### [BRIEF]
Give a count of the lines below that have the string "should" in them, with no other words.

### [DATA EXTRACTS]
************

Issue #3148, opened 2019-11-23
Caching for prefixes/whitelists/blacklists


mikeshardmind:
Caching these should improve performance for DB backends with a minimal memory overhead for doing so.

PR #3150, opened 2019-11-23
Cache prefixes

mikeshardmind:
### Type

- [ ] Bugfix
- [X] Enhancement
- [ ] New feature

 - This works towards #3148
 - Ends up centralizing some logic
   - Including that prefixes should be a reverse sorted list

Blacklist/whitelist should probably also end up being cached, but as this runs on *every* message to determine if there's a valid command prior to all the other checks, let's start here.


TrustyJAID (approved):
This is working as intended.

************

### [RESPONSE BOX]
3